PS - I never used the Moody diagram or anything, I like the steam tables book, by Keenan (it's just as fast once you get used to the tables, and you get MUCH more accurate numbers.)

SO, initially, the superheated steam has h~1531, so after throttling, you know that h2 = 1531. Then knowing pressure it throttled to, use h=1530 to find S2 (before it enters turbine).

Once you pass through turbine and expand (since adiabatic process) you can assume that S3=S2.. So at final pressure (given), look in that table to find S3.

PS - you'll still find it's barely superheated, but still superheated at S3 and final pressure. If it's not on the superheated table, then you have to find S3 within the pressure in the saturated tables, and you could use it to back-calculate x (mix).

Am I right?

It's been a little while, so I'm rusty. :blink:


----------



## TouchDown (Jan 11, 2007)

PS - I think it in another problem the steam is not superheated when exiting, you'll also have to have a Temp to find mix (even with knowing S).

Like I said, I'm rusty.


----------



## JoeFromKS (Jan 11, 2007)

Ok, I think I got it:

I used the steam table to find the enthalpy for state 1 (1530), then for state 2, I used the Mollier Diagram starting at 1530 enthalpy and found where it intersected the 1000 psia line. This gives an entropy of ~1.66 I then follow this line straight down to find where it intersects the 50 psia line which gives me the enthalpy for point 3 (~1183).

Is that right?

Thanks again for all of your help, I really appreciate it!


----------



## TouchDown (Jan 11, 2007)

Yeah, Mollier, not Moody (sorry)...

And you got it.


----------



## TouchDown (Jan 11, 2007)

I was frustrated with the NCEES practice problems from the standpoint that they didn't give you all the details of the solutions (if you were attempting to learn or see where you might have gone wrong)...

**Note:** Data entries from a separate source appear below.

PR #28493, opened 2026-07-06
[front] Normalize sub-cent unit prices on Metronome-pushed Stripe invoices

fabiencelier:
closes https://github.com/dust-tt/tasks/issues/9401

## Description

Metronome pushes invoice items with unit_amount_decimal (sub-cent precision), which Stripe renders verbatim on the customer-facing invoice (e.g. "€19.6451612903"). When cleaning a Metronome draft invoice, rewrite each kept line's unit price to the shortest decimal that multiplies back (by the unchanged quantity) to the exact line total, preserving both the displayed quantity and the invoice total.

Checking the unit test help understand the behaviour if needed

## Tests

added unit tests

## Risk

break some amounts displayed on the invoice.
Should not happen as we have acheck for that.

## Deploy Plan

deploy front

### DIFF
--- a/front/lib/plans/stripe.ts
+++ b/front/lib/plans/stripe.ts
@@ -1705,6 +1705,127 @@ function findCommitAppliedLineIds(
 }
 
 /**
+ * Stripe accepts at most 12 decimal places on `unit_amount_decimal`.
+ */
+const STRIPE_MAX_UNIT_AMOUNT_DECIMAL_PLACES = 12;
+
+/**
+ * Round-half-up integer division for positive bigints — the bigint equivalent
+ * of Math.round(numerator / denominator), which is also how Stripe rounds
+ * recomputed line totals. Bigint `/` truncates, so rounding is expressed as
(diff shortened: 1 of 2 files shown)


tdraier (approved):

front/lib/plans/stripe.ts
```diff
@@ -1703,6 +1703,127 @@ function findCommitAppliedLineIds(
...
+        invoiceItemId,
+        unitAmountDecimalCents,
+        amountCents,
+        quantity,
+        update,
+      },
+      "[Stripe] Normalizing sub-cent unit price on Metronome invoice line"
+    );
+
+    await stripe.invoiceItems.update(invoiceItemId, update);
```
tdraier, line 1810: bit lost here with recalculation .. just to be sure, it does not change the invoice total ? if totalsMatch is false, this will go to panic -> engrunner

fabiencelier: Yes !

Vs. the "the other board" study materials - practice exams, which I thought were overly difficult compared with the actual exam, but they did cover all the bases and give you all the information you needed to really understand the solution.

Double Edged sword.

1 you get more representative problems, but little help with solutions

1 you get crazy difficult problems, with great solutions

If you have the "the other board" practice exam (ONLY IF YOU STUDIED MERM though), use it to boost learning, when you get closer to test time, I'd use the NCEES to work on speed. :drive:


----------



## MetroRAFB (Jan 11, 2007)

> I was frustrated with the NCEES practice problems from the standpoint that they didn't give you all the details of the solutions (if you were attempting to learn or see where you might have gone wrong)...
> Vs. the "the other board" study materials - practice exams, which I thought were overly difficult compared with the actual exam, but they did cover all the bases and give you all the information you needed to really understand the solution.
> 
> Double Edged sword.
> ...


Agreed, I thought the NCEES sample solutions could have included more detailed explanations. My lunch plans got changed, the folks in the office threw a surprise lunch party for me for passing the PE. They were stacked in the break room like sardines and the owner of the company tricked me into walking in there. It was pretty cool, I still don't know how they managed to keep it a secret for 2 weeks. :true:


----------



## TouchDown (Jan 11, 2007)

Metro - that's Awesome - it must feel good to be appreciated!

Hope it was a good time.


----------